Portrait of Dr Lorna Dillon

Dr Lorna Dillon

Associate Lecturer, Facilitator for the War and Nation Research Network

About

Lorna received her doctorate from King’s College London. She was an associate lecturer at the University of Kent and the research facilitator for the War and Nation Research Network from 2015 to 2018. During this time she wrote and translated the history pages for this website and helped with the organisation of our international events.

Lorna’s broad interests include art, literature, film and theatre from Latin America, particularly from Chile and Argentina. She has a keen interest in the visual arts, focusing on textile art movements, surrealism, Pop Art and muralism.

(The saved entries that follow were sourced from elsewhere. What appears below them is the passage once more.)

PR #2523, opened 2025-04-28
fix(components-native): Adjusting Type mismatch in ThumbnailList

scotttjob:
## Motivations

1. We had a report that there was a type mismatch from an older version of ThumbnailList, which I confirmed to be true. We used to not require `createThumbnail` which is confirmed by following the codepath down. It's allowed to be undefined elsewhere, and the underlying component expects it can be undefined and it creates a dummy function in that instance.

1. Will generate a pre-release so this can be tested.

## Changes

1. `createThumbnail` is no longer required on ThumbnailList.

## Testing

1. You should be able to use `ThumbnailList` in a react-native application without requiring the 'createThumbnail' prop.

Changes can be

---

Random photo of Atlantis


classtronaut:
Tested this within Jobber mobile and it looks to resolve the issue, comparing before and after seems all good! Thanks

Lorna’s doctoral thesis was on Violeta Parra’s art and she continues to publish on the embroideries, sculptures and paintings that Parra produced in the 1960s. Lorna is also interested in the relationship between symbolic representations and transitional justice.

Recent Publications

Lorna’s publications include “Repositioning the Popular: The Hybrid Aesthetics of Violeta Parra’s Paintings Machitún, Las tres Pascualas and Casamiento de negros” Studies in Latin American Popular Culture No 36, (2018) and Violeta Parra: Life and Work (2017).

She has published several journal articles and book chapters on Violeta Parra’s art and on the translation of the grotesco criollo theatre movement in Argentina. Full-text versions of some of Lorna’s publications can be found here.

 

 

Teaching

Lorna teaches modules on cultural studies, visual studies and Latin American history. At the University of Kent Lorna taught a module on state building in Latin America in the nineteenth century and a module on human rights issues in twentieth century Latin American history. She has also taught modules on Chilean art, translation and surrealism.

Funding

Lorna has received funding from the Arts and Humanities Research Council, the Chilean Consejo de la Cultura y los Artes, the Higher Education Funding Council for England (via the Culture Capital Exchange) and the Institute of Fine Art of the University of New York.